Fifty Shades of Grey : l'éditrice numérique remporte son procès

Clément Solym - 23.02.2015

Edition - Justice - Fifty Shades - procès droits - EL James fanfiction


Jennifer Lynn Pedroza, de son petit nom, Jenny Pedroza, tentait de ramasser un peu d'argent, en s'attaquant à la fresque épique, Fifty Shades of Grey. Le butin était alléchant, et ses arguments pouvaient être entendus : elle revendiquait des droits sur la série, en tant qu'éditrice numérique, en 2011. Mais surtout, elle avait été flouée par une associée plus vénale que prévu...

 

 

Fifty Shades of Grey

Mike Mozart, CC BY 2.0 

 

 

L'ouvrage n'était alors proposé qu'en format numérique, et en impression à la demande. C'était avant que Random House ne signe la Britannique EL James, et vende plus de 100 millions d'exemplaires à travers le monde. Et que les ébats de Christian et Anastasia ne se changent en film. 

 

Dans le cadre d'une procédure engagée voilà quelques mois déjà, Jenny faisait valoir qu'elle avait créé Writers Coffee Shop, l'éditeur numérique de Fifty Shades. Dans son entreprise, elle avait été soutenue par Christa Beebe. Le site proposait la diffusion de fanfictions depuis l'Australie, mais avait été fondé par les deux dames, originaires du Texas. 

 

Or, les droits furent signés par une certaine Amanda Hayward, qui avait rejoint l'aventure en cours de route et céda la saga pour un million de dollars à l'époque. Cette dernière avait en effet vendu les livres, sans en parler aux deux autres. Une fraude manifeste, considéraient les deux femmes. 

 

Selon l'agence Reuters, le jury de Fort Worth, situé à Dallas (Texas), vient alors de rendre justice, considérant qu'Hayward avait effectivement floué Pedroza et Beebe.
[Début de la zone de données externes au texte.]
PR #3680, opened 2023-05-09
UI application details followup

TheGostKasper:
Part of [EE issue](https://github.com/weaveworks/weave-gitops-enterprise/issues/2704)

image
image

### DIFF
--- a/website/docs/pipelines/promoting-applications.mdx
+++ b/website/docs/pipelines/promoting-applications.mdx
@@ -177,7 +177,7 @@ In the journey of creating a pull request, there are different secrets involved:
 
 1. Pipeline controller receives events via [webhook from leaf clusters](./#setup-notifications-from-leaf-clusters). Hmac is used for authN/authZ so an hmac key should be provided in this case.
 2. Pipeline controller clones and patches manifests to promote from the pipeline configuration repo. A set of [git credentials](https://fluxcd.io/flux/components/source/gitrepositories/#secret-reference) are required.
-3. Pipeline controller uses git provider api to create the pull request with the promoted manifests. A Personal Access Token (PAT) needs to be created to interact with pipelines git provider API.
+3. Pipeline controller uses git provider api to create the pull request with the promoted manifests. A Personal Access Token (PAT) needs to be created to interact with pipelines git provider API. This PAT is also used to list pull requests from the configured repository.
 
 Create a Kubernetes secret with the previous data.
 


ui/components/AutomationDetail.tsx
```diff
@@ -107,22 +104,18 @@ function AutomationDetail({
...
+  // const canaryStatus = createCanaryCondition(data?.objects);
   const health = computeAggHealthCheck(data?.objects || []);
+
   const defaultTabs: Array<routeTab> = [
     {
       name: "Details",
       path: `${path}/details`,
       component: () => {
         return (
           <>
```
joshri, line 118: i think we can remove the fragment tags here now

ui/components/AutomationDetail.tsx
```diff
@@ -190,56 +183,81 @@ function AutomationDetail({
...
+            disabled={automation.suspended}
+          />
+          <Spacer padding="xs" />
+          <Button
+            onClick={() => suspend.mutateAsync()}
+            loading={suspend.isLoading}
+          >
+            {automation.suspended ? "Resume" : "Suspend"}
+          </Button>
+          <CustomActions actions={customActions} />
```
joshri, line 201: I know that there're custom actions between the sync/suspend and applied revision/chart text, but imo it needs a little more space, as right now I only get ~12 characters. Maybe that's enough to determine what you need to out of it?

ui/components/Collapsible.tsx
```diff
@@ -1,47 +1,46 @@
 import { Collapse } from "@material-ui/core";
 import React from "react";
+import styled from "styled-components";
+import Flex from "./Flex";
 import Icon, { IconType } from "./Icon";
+import Text from "./Text";
 
 const Collapsible = ({ children }) => {
```
joshri, line 8: can we avoid the inline styles in this component?

ui/components/Flex.tsx
```diff
@@ -23,7 +24,8 @@ type Props = {
 const Styled = (component) => styled(component)`
   display: flex;
   flex-direction: ${({ column }) => (column ? "column" : "row")};
-  align-items: ${({ align }) => (align ? "center" : "start")};
+  align-items: ${({ align, alignItems }) =>
+    alignItems ? alignItems : align ? "center" : "start"};
```
joshri, line 28: this is kind of confusing for me to understand - is there a way to write it without the chained ternary?

joshri (approved):
Nothing's crashing, and I know we want to get it in before the release, but there are a couple small comments I have when you get the chance

ui/components/Flex.tsx
TheGostKasper: Yes, by using only the `alignItems` props instead of `align` but doing that will require to loop over the Components that uses Flex center and change it so that i didn't change it for now

ui/components/AutomationDetail.tsx
TheGostKasper: Valid concern and will mentioned in the next iteration to this page

ui/components/Collapsible.tsx
TheGostKasper: What concerns -as i don't really get it here :eyes:-  ?

TheGostKasper:
@yiannistri @joshri your concerns/suggestion will be addressed in the next iteration to Application details up next

chanwit:
Wow. The update looks really nice. Thank you @TheGostKasper :1st_place_medal: 

Note to self for some possible follow-up bits:
```tsx
const Styled = (component) => styled(component)`
  display: flex;
  flex-direction: ${({ column }) => (column ? "column" : "row")};
  align-items: ${({ align, alignItems }) => {
    if (alignItems) {
      return alignItems;
    } else if (align) {
      return "center";
    } else {
      return "start";
    }
  }};
  ${({ gap }) => gap && `gap: ${gap}px`};
  ${({ tall }) => tall && `height: 100%`};
  ${({ start }) => start && "justify-content: flex-start"};
  ${({ between }) => between && "justify-content: space-between"};
  ${({ center }) => center && "justify-content: center"};
  ${({ shadow }) => shadow && "box-shadow: 5px 10px 50px 3px #0000001a"};
`;
```

and `.trim-text`:

```css
 .trim-text {
    max-width: 150px; // <- maybe this, right?
    white-space: nowrap;
    overflow: hidden;
    text-overflow: ellipsis;
  }
```

PR #3689, opened 2023-05-10
Added a redirect for getting started page

Himangini:
Fixes https://github.com/weaveworks/weave-gitops-interlock/issues/414

**What changed?**
This pr adds a redirect for old page which no longer exists. Also removed redundant info from marketplace docs.

**Why was this change made?**
The page link https://docs.gitops.weave.works/docs/getting-started/ currently goes to older versions of docs with outdated information causing confusion. 

When the new getting started page was introduced https://docs.gitops.weave.works/docs/getting-started/intro we must have missed updating outdated links.

Adding a redirect plugin https://docusaurus.io/docs/using-plugins

Staging build and local testing

**Release notes**

**Documentation Changes**
This pr adds a redirect for the old page which no longer exists. Also removed redundant info from marketplace docs.
Added two plugins - 1 for redirect and 1 for generating a sitemap for our documentation site so crawlers have up to date info on our website


foot (approved):
Makes sense to me!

La cour a reconnu que Hayward avait bien signé un contrat avec Random House pour la trilogie, sans avoir honoré les impératifs qui la liaient à WCS. 

 

« Après avoir tenté de convertir WCS, sans même parler de ce qu'elle était en train de faire, Hayward a dit à ses partenaires que leur accord devait être restructuré totalement, en une entité exclusivement détenue par elle, pour des raisons fiscales. Elle a, par la suite, conduit Pedroza et Beebe à signer des accords de service avec WCS, et par la suite, mis fin à leur collaboration », rapportait la plainte.

 

Au terme de 9 journées de procès, les jurés ont estimé que Hayward avait frauduleusement remanié le partenariat qui la liait à la maison d'édition numérique, en prétextant des raisons fiscales. Or, ces dernières ne faisaient que lui octroyer une solution pour conserver la quasi-totalité de la vente à Random House, pour son unique profit. 

 

L'avocat de Pedroza se félicite bien entendu de la sentence, alors que les représentants de Hayward se sont refusés à tout commentaire. Pour l'heure, aucun montant d'indemnités n'a été accordé : les dommages-intérêts devraient être fixés suite à un audit prochain. 

 

Selon les estimations, les montants pourraient aller de 10 à 20 millions $. Rappelons que durant la commercialisation du livre, en strict format numérique, Fifty Shades avait réalisé près de 250.000 exemplaires de ventes en ebook et plus de 20.000 en impression à la demande.